Stored data entries
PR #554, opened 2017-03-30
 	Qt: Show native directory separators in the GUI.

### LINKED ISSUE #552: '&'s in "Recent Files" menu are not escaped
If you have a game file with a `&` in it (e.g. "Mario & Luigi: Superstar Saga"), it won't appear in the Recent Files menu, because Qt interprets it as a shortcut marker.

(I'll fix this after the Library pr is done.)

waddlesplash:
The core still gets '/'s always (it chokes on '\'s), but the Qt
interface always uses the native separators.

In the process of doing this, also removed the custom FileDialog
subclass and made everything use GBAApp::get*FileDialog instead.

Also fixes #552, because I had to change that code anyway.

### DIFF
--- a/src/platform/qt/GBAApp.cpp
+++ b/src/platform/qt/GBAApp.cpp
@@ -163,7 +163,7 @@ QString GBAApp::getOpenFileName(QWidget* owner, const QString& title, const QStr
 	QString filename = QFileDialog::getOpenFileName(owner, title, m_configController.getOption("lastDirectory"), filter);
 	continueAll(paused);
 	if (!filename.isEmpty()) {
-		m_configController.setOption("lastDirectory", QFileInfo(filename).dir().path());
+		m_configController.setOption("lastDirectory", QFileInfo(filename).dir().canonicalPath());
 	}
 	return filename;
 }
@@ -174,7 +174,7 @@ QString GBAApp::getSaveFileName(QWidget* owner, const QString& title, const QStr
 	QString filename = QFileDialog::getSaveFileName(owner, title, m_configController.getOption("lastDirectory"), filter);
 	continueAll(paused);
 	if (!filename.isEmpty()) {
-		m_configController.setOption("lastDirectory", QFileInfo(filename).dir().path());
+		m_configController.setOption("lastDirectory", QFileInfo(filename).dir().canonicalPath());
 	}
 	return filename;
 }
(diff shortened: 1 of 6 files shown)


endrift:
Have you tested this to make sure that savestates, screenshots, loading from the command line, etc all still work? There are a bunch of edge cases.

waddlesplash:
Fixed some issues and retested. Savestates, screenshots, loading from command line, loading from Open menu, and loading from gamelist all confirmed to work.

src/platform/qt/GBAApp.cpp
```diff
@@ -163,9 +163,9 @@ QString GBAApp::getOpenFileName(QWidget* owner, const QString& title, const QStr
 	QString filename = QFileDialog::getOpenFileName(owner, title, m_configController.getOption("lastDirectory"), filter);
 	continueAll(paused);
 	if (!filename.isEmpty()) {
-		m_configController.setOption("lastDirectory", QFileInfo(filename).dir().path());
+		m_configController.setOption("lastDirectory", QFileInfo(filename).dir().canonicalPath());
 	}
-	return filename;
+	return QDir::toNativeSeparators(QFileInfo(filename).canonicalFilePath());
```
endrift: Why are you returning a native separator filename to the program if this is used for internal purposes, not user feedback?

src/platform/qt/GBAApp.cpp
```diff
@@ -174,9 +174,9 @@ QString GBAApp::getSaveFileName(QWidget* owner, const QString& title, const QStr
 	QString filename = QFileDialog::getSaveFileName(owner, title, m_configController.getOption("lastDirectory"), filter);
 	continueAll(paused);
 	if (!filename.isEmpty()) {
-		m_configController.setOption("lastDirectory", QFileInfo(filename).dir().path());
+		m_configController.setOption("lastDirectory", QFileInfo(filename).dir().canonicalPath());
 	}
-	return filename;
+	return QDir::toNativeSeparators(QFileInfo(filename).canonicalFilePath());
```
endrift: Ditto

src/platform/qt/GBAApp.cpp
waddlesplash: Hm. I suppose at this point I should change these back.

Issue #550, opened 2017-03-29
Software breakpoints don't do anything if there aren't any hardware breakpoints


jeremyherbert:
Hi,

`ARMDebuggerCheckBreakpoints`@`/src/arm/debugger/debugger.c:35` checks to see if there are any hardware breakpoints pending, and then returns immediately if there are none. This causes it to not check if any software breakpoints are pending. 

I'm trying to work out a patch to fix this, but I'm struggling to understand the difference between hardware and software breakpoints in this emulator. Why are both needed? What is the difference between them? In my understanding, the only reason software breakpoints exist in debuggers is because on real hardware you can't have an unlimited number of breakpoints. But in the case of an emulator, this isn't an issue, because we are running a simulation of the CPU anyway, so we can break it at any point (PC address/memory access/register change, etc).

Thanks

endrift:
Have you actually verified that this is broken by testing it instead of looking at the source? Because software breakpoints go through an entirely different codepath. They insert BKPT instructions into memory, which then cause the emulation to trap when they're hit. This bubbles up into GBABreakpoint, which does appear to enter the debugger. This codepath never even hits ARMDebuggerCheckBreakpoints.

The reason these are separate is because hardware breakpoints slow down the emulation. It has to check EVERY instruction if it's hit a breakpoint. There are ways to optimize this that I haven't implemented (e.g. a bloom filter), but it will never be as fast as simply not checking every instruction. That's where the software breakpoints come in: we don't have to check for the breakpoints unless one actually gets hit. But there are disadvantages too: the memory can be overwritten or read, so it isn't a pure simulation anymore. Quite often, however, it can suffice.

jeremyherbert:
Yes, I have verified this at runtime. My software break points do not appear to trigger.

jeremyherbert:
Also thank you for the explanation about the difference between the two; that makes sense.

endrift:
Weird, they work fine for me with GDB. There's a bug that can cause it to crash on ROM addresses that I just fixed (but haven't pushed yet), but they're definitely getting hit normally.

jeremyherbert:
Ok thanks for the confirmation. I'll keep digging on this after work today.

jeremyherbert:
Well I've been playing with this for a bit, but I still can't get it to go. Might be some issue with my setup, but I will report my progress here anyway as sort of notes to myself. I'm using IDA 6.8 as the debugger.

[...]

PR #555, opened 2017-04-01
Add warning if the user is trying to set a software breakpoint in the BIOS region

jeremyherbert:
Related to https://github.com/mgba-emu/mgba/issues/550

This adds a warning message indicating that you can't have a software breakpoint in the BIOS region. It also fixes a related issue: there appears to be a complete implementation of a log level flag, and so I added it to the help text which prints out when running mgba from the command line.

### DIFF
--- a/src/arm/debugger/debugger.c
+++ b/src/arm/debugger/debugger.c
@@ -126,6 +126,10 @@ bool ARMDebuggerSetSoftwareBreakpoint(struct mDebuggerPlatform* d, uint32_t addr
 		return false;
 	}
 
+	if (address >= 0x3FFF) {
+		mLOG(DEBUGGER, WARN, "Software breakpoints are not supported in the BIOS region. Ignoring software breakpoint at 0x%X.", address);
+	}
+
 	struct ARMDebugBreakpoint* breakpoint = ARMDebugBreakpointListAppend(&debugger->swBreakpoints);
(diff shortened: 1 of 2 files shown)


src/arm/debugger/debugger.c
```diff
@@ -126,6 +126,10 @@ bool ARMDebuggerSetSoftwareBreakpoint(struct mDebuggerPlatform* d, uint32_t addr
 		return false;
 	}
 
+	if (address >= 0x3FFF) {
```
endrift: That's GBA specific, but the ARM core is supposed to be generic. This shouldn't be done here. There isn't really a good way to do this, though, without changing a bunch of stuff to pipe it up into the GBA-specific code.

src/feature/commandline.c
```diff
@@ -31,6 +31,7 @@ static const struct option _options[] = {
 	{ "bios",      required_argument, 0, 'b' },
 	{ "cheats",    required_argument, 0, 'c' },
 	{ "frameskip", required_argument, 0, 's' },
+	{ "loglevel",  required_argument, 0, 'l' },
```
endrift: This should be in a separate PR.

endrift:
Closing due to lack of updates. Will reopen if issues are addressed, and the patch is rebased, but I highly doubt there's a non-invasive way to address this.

- Exercise instructions: Across all the records, find the lines containing the word "shortened" and reproduce each one.

- Exercise response:
(diff shortened: 1 of 6 files shown)
(diff shortened: 1 of 2 files shown)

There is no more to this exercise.